# cluster function on matrix and return hierarchical plot
# x matrix each column is a sample
# dist.method method to get the distance between samples
# hclust.method the agglomeration method to be used
# plot if TRUE, plot the hierarchical clustering
.cluster=function(x, dist.method="correlation", hclust.method="ward", plot=TRUE,
treatment=treatment,sample.ids=sample.ids,context, my.cols){
DIST.METHODS <- c("correlation", "euclidean", "maximum", "manhattan", "canberra",
"binary", "minkowski")
dist.method <- pmatch(dist.method, DIST.METHODS)
HCLUST.METHODS <- c("ward", "single", "complete", "average", "mcquitty",
"median", "centroid")
hclust.method <- pmatch(hclust.method, HCLUST.METHODS)
if (
is.na(hclust.method))
stop("invalid clustering method")
if (hclust.method == -1)
stop("ambiguous clustering method")
if(DIST.METHODS[dist.method] == "correlation")
d = .dist.cor(t(x))
else
d=dist(scale(t(x)), method=DIST.METHODS[dist.method]);
hc=hclust(d, HCLUST.METHODS[hclust.method]);
if(plot){
#plclust(hc,hang=-1, main=paste("CpG dinucleotide methylation clustering\nDistance method: ",
# DIST.METHODS[dist.method],sep=""), xlab = "Samples");
# plot
treatment=treatment
sample.ids=sample.ids
col.list=as.list(my.cols[treatment+1])
names(col.list)=sample.ids
colLab <- function(n,col.list)
{
if(is.leaf(n))
{
a <- attributes(n)
attr(n, "nodePar") <- c(a$nodePar, list(lab.col =
col.list[[a$label]], lab.cex=1,
col=col.list[[a$label]], cex=1, pch=16 ))
}
n
}
dend = as.dendrogram(hc)
dend_colored <- dendrapply(dend, colLab,col.list)
plot(dend_colored, main = paste(context, "methylation clustering"));
# end of plot
}
return(hc)
}
setGeneric("clusterSamples", function(.Object, dist="correlation", method="ward",
sd.filter=TRUE,sd.threshold=0.5,
filterByQuantile=TRUE, plot=TRUE, my.cols=rainbow(length(unique(treatment)), start=1, end=0.6))
standardGeneric("clusterSamples"))
#' @rdname clusterSamples-methods
#' @aliases clusterSamples,methylBase-method
setMethod("clusterSamples", "methylBase",
function(.Object, dist, method ,sd.filter, sd.threshold,
filterByQuantile, plot, my.cols)
{
mat =getData(.Object)
# remove rows containing NA values, they might be introduced at unite step
mat =mat[ rowSums(
is.na(mat))==0, ]
meth.mat = mat[, .Object@numCs.index]/
(mat[,.Object@numCs.index] + mat[,.Object@numTs.index] )
names(meth.mat)=.Object@sample.ids
# if Std.

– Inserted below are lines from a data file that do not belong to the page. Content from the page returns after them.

PR #1887, opened 2022-12-20
Add an optional IAP-enabled ID token when using the Nomulus tool

gbrodman:
We can use the saved refresh token associated with the nomulus tool to request an ID token with an audience of the IAP client in order to satisfy IAP with with the Nomulus tool.

Note: this requires that the user of the Nomulus tool, e.g. "gbrodman@google.com" has a User object stored in SQL if using IAP.

Tested on QA

- - -
This change is [Reviewable](https://reviewable.io/reviews/google/nomulus/1887)

### DIFF
--- a/core/src/main/java/google/registry/config/RegistryConfig.java
+++ b/core/src/main/java/google/registry/config/RegistryConfig.java
@@ -1153,6 +1153,12 @@ public final class RegistryConfig {
       return ImmutableSet.copyOf(config.oAuth.allowedOauthClientIds);
     }
 
+    @Provides
+    @Config("iapClientId")
+    public static Optional<String> provideIapClientId(RegistryConfigSettings config) {
+      return Optional.ofNullable(config.oAuth.iapClientId);
+    }
+
     /**
      * Provides the OAuth scopes required for accessing Google APIs using the default credential.
      */
--- a/core/src/main/java/google/registry/config/RegistryConfigSettings.java
+++ b/core/src/main/java/google/registry/config/RegistryConfigSettings.java
@@ -61,6 +61,7 @@ public class RegistryConfigSettings {
     public List<String> availableOauthScopes;
     public List<String> requiredOauthScopes;
     public List<String> allowedOauthClientIds;
+    public String iapClientId;
   }
 
   /** Configuration options for accessing Google APIs. */
--- a/core/src/main/java/google/registry/config/files/default-config.yaml
+++ b/core/src/main/java/google/registry/config/files/default-config.yaml
@@ -306,6 +306,9 @@ oAuth:
   # in this list. Client IDs are typically of the format
   # numbers-alphanumerics.apps.googleusercontent.com
   allowedOauthClientIds: []
+  # GCP Identity-Aware Proxy client ID, if set up (note: this requires manual setup
+  # of User objects in the database for Nomulus tool users)
+  iapClientId: null
 
 credentialOAuth:
   # OAuth scopes required for accessing Google APIs using the default
--- a/core/src/main/java/google/registry/tools/RequestFactoryModule.java
+++ b/core/src/main/java/google/registry/tools/RequestFactoryModule.java
@@ -14,13 +14,23 @@
 
 package google.registry.tools;
 
+import com.google.api.client.http.GenericUrl;
+import com.google.api.client.http.HttpRequest;
 import com.google.api.client.http.HttpRequestFactory;
+import com.google.api.client.http.HttpResponse;
+import com.google.api.client.http.UrlEncodedContent;
 import com.google.api.client.http.javanet.NetHttpTransport;
+import com.google.api.client.util.GenericData;
+import com.google.auth.oauth2.UserCredentials;
 import dagger.Module;
 import dagger.Provides;
 import google.registry.config.CredentialModule.DefaultCredential;
 import google.registry.config.RegistryConfig;
+import google.registry.config.RegistryConfig.Config;
 import google.registry.util.GoogleCredentialsBundle;
+import java.io.IOException;
+import java.net.URI;
+import java.util.Optional;
 
 /**
  * Module for providing the HttpRequestFactory.
@@ -33,9 +43,21 @@ class RequestFactoryModule {
 
   static final int REQUEST_TIMEOUT_MS = 10 * 60 * 1000;
 
+  /**
+   * Server to use if we want to manually request an IAP ID token
+   *
+   * <p>If we need to have an IAP-enabled audience, we can use the existing refresh token and the
+   * IAP client ID audience to request an IAP-enabled ID token. This token is read and used by
+   * {@link google.registry.request.auth.IapHeaderAuthenticationMechanism}, and it requires that the
+   * user have a {@link google.registry.model.console.User} object present in the database.
+   */
+  private static final GenericUrl TOKEN_SERVER_URL =
+      new GenericUrl(URI.create("https://oauth2.googleapis.com/token"));
+
   @Provides
   static HttpRequestFactory provideHttpRequestFactory(
-      @DefaultCredential GoogleCredentialsBundle credentialsBundle) {
+      @DefaultCredential GoogleCredentialsBundle credentialsBundle,
+      @Config("iapClientId") Optional<String> iapClientId) {
     if (RegistryConfig.areServersLocal()) {
       return new NetHttpTransport()
           .createRequestFactory(
@@ -47,7 +69,15 @@ class RequestFactoryModule {
       return new NetHttpTransport()
           .createRequestFactory(
               request -> {
-                credentialsBundle.getHttpRequestInitializer().initialize(request);
+                // If using IAP, use the refresh token to acquire an IAP-enabled ID token and use
+                // that for authentication.
+                if (iapClientId.isPresent()) {
+                  String idToken = getIdToken(credentialsBundle, iapClientId.get());
+                  request.getHeaders().setAuthorization("Bearer " + idToken);
+                } else {
+                  // Otherwise, use the standard credential HTTP initializer
+                  credentialsBundle.getHttpRequestInitializer().initialize(request);
+                }
                 // GAE request times out after 10 min, so here we set the timeout to 10 min. This is
                 // needed to support some nomulus commands like updating premium lists that take
                 // a lot of time to complete.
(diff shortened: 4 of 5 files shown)


jianglai (changes requested):
> *[Reviewable](https://reviewable.io/reviews/google/nomulus/1887)* status: all files reviewed, 3 unresolved discussions (waiting on @gbrodman and @ptkach)

___
*[`core/src/main/java/google/registry/config/files/default-config.yaml` line 308 at r1](https://reviewable.io/reviews/google/nomulus/1887#-NKJ9J-V3JKZ_AMH30qU:-NKJ9J-V3JKZ_AMH30qV:bjqp556) ([raw file](https://github.com/google/nomulus/blob/e7b035b9e2a2516d2c280eb6d6bd6eb5b29a1c64/core/src/main/java/google/registry/config/files/default-config.yaml#L308)):*
> ```YAML
>   # in this list. Client IDs are typically of the format
>   # numbers-alphanumerics.apps.googleusercontent.com
>   allowedOauthClientIds: []
> ```

Is my understanding correct that once we put every endpoint behind IAP, we will only need the `iapClientId`, but not this list, as client id checks would have been done by IAP before the request reaches our app?



_Code quote:_
```YAML
  allowedOauthClientIds: []
```
___
*[`core/src/main/java/google/registry/tools/RequestFactoryModule.java` line 64 at r1](https://reviewable.io/reviews/google/nomulus/1887#-NKJCQ6LEkjOsy5eIyOo:-NKJCQ6LEkjOsy5eIyOp:b-bfpsj3) ([raw file](https://github.com/google/nomulus/blob/e7b035b9e2a2516d2c280eb6d6bd6eb5b29a1c64/core/src/main/java/google/registry/tools/RequestFactoryModule.java#L64)):*
> ```Java
>           .createRequestFactory(
>               request -> {
>                 credentialsBundle.getHttpRequestInitializer().initialize(request);
> ```

I think what this does is to set the `Credential` as an interceptor for the request, which in turn refreshes (if necessary) and add the token to the request. So It should be part of the `else` clause below, as we only need this behavior (i.e. using the access token instead of ID token) if the IAP client ID is not set. In another word, it should not be necessary to do this, if we know we are going to overwrite the header with an ID token later.



_Code quote:_
```Java
credentialsBundle.getHttpRequestInitializer().initialize(request);
```
___
*[`core/src/main/java/google/registry/tools/RequestFactoryModule.java` line 68 at r1](https://reviewable.io/reviews/google/nomulus/1887#-NKJE3ix5_kCffOIO9JM:-NKJE3iyC4949yLkRwVJ:b-o80di1) ([raw file](https://github.com/google/nomulus/blob/e7b035b9e2a2516d2c280eb6d6bd6eb5b29a1c64/core/src/main/java/google/registry/tools/RequestFactoryModule.java#L68)):*
> ```Java
>                 // that instead for authentication
>                 if (iapClientId.isPresent()) {
>                   String idToken = getIdToken(credentialsBundle, iapClientId.get());
> ```

It probably doesn't matter much for the tool, where performance is not critical. But it would be better to cache the ID token instead of having to request one for each HTTP request, which involves an extra round trip to the token server for each HTTP request we send to nomulus.

It would be a must-have for the proxy, which currently does this:

https://cs.opensource.google/nomulus/nomulus/+/master:proxy/src/main/java/google/registry/proxy/ProxyModule.java;l=230;bpv=0;bpt=1

But my understanding is that we only have to manually create the ID token for local credentials, is that right? For the proxy which uses default service account credential derived from GKE cluster, the ID token can be obtained directly using existing libraries, is that correct? In that case the refresh-if-necessary behavior should be taken care of by the library.



_Code quote:_
```Java
String idToken = getIdToken(credentialsBundle, iapClientId.get());
```

jianglai (commented):
> this requires that the user of the Nomulus tool, e.g. "gbrodman@google.com" has a User object stored in SQL if using IAP.
We should put this note in the code somewhere, maybe in the config file where the `iapClientId` field is defined?

> *[Reviewable](https://reviewable.io/reviews/google/nomulus/1887#-:-NKJJF87-sgoUETWAZr1:bctq84t)* status: all files reviewed, 3 unresolved discussions (waiting on @gbrodman and @ptkach)

gbrodman (commented):
good call

> *[Reviewable](https://reviewable.io/reviews/google/nomulus/1887#-:-NKOpR9G1poT6_396oK_:b7anmnw)* status: all files reviewed, 3 unresolved discussions (waiting on @jianglai and @ptkach)

___
*[`core/src/main/java/google/registry/config/files/default-config.yaml` line 308 at r1](https://reviewable.io/reviews/google/nomulus/1887#-NKJ9J-V3JKZ_AMH30qU:-NKOpzsZ-f4m1pm-CtYL:bhg9l4s) ([raw file](https://github.com/google/nomulus/blob/e7b035b9e2a2516d2c280eb6d6bd6eb5b29a1c64/core/src/main/java/google/registry/config/files/default-config.yaml#L308)):*

Is my understanding correct that once we put every endpoint behind IAP, we will only need the `iapClientId`, but not this list, as client id checks would have been done by IAP before the request reaches our app?
</blockquote></details>

Possibly, hopefully! It seems like the other users of this are the "domain-watcher" and the proxy. 
___
*[`core/src/main/java/google/registry/tools/RequestFactoryModule.java` line 64 at r1](https://reviewable.io/reviews/google/nomulus/1887#-NKJCQ6LEkjOsy5eIyOo:-NKOrJPv-xCpujwWc8So:b-6fta94) ([raw file](https://github.com/google/nomulus/blob/e7b035b9e2a2516d2c280eb6d6bd6eb5b29a1c64/core/src/main/java/google/registry/tools/RequestFactoryModule.java#L64)):*

I think what this does is to set the `Credential` as an interceptor for the request, which in turn refreshes (if necessary) and add the token to the request. So It should be part of the `else` clause below, as we only need this behavior (i.e. using the access token instead of ID token) if the IAP client ID is not set. In another word, it should not be necessary to do this, if we know we are going to overwrite the header with an ID token later.
</blockquote></details>

Good call (we still want to keep the timeouts) 
___
*[`core/src/main/java/google/registry/tools/RequestFactoryModule.java` line 68 at r1](https://reviewable.io/reviews/google/nomulus/1887#-NKJE3ix5_kCffOIO9JM:-NKOsJwU1S37lCs_k1fd:b-l4q20e) ([raw file](https://github.com/google/nomulus/blob/e7b035b9e2a2516d2c280eb6d6bd6eb5b29a1c64/core/src/main/java/google/registry/tools/RequestFactoryModule.java#L68)):*

It probably doesn't matter much for the tool, where performance is not critical. But it would be better to cache the ID token instead of having to request one for each HTTP request, which involves an extra round trip to the token server for each HTTP request we send to nomulus.

It would be a must-have for the proxy, which currently does this:

https://cs.opensource.google/nomulus/nomulus/+/master:proxy/src/main/java/google/registry/proxy/ProxyModule.java;l=230;bpv=0;bpt=1

But my understanding is that we only have to manually create the ID token for local credentials, is that right? For the proxy which uses default service account credential derived from GKE cluster, the ID token can be obtained directly using existing libraries, is that correct? In that case the refresh-if-necessary behavior should be taken care of by the library.
</blockquote></details>

Yeah, if the proxy uses the default service account then we should just be able to do https://cloud.google.com/iap/docs/authentication-howto#obtaining_an_oidc_token_for_the_default_service_account using the standard libraries and that should hopefully take care of everything under the hood for us. 

I'm a bit leery of ID token caching because it'd have to use the disk and (like you said) it's not a huge deal for one more HTTP round trip with the tool.

jianglai (changes requested):
> *[Reviewable](https://reviewable.io/reviews/google/nomulus/1887)* status: all files reviewed, 1 unresolved discussion (waiting on @gbrodman and @ptkach)

___
*[`core/src/main/java/google/registry/config/files/default-config.yaml` line 308 at r1](https://reviewable.io/reviews/google/nomulus/1887#-NKJ9J-V3JKZ_AMH30qU:-NKTBqpo5KEn0gkgyzOO:b-r445f0) ([raw file](https://github.com/google/nomulus/blob/e7b035b9e2a2516d2c280eb6d6bd6eb5b29a1c64/core/src/main/java/google/registry/config/files/default-config.yaml#L308)):*

Possibly, hopefully! It seems like the other users of this are the "domain-watcher" and the proxy. 
</blockquote></details>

Dev. filter is on remove rows with low variation
if(sd.filter){
if(filterByQuantile){
sds=rowSds(as.matrix(meth.mat))
cutoff=quantile(sds,sd.threshold)
meth.mat=meth.mat[sds>cutoff,]
}else{
meth.mat=meth.mat[rowSds(as.matrix(meth.mat))>sd.threshold,]
}
}
.cluster(meth.mat, dist.method=dist, hclust.method=method,
plot=plot, treatment=.Object@treatment,
sample.ids=.Object@sample.ids,
context=.Object@context, my.cols)
}
)
(I'm sure this is overly simplistic and that you could come up with a better solution. No need to cite any contribution, but figured I'd share how I'm doing it.)